EXERCISE =
Print the entries exactly as given.

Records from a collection
PR #245, opened 2022-11-15
Terminator policies for CloudFront modules

abikouo:
Needed for PR https://github.com/ansible-collections/community.aws/pull/1596


gravesm:
Could you add the link in the description to the PR in the amazon collection that this change is for?

abikouo:
> Could you add the link in the description to the PR in the amazon collection that this change is for?

PR has been updated accordingly

aws/policy/paas.yaml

WRITTEN REPLY =
PR #245, opened 2022-11-15
Terminator policies for CloudFront modules

abikouo:
Needed for PR https://github.com/ansible-collections/community.aws/pull/1596


gravesm:
Could you add the link in the description to the PR in the amazon collection that this change is for?

abikouo:
> Could you add the link in the description to the PR in the amazon collection that this change is for?

PR has been updated accordingly

aws/policy/paas.yaml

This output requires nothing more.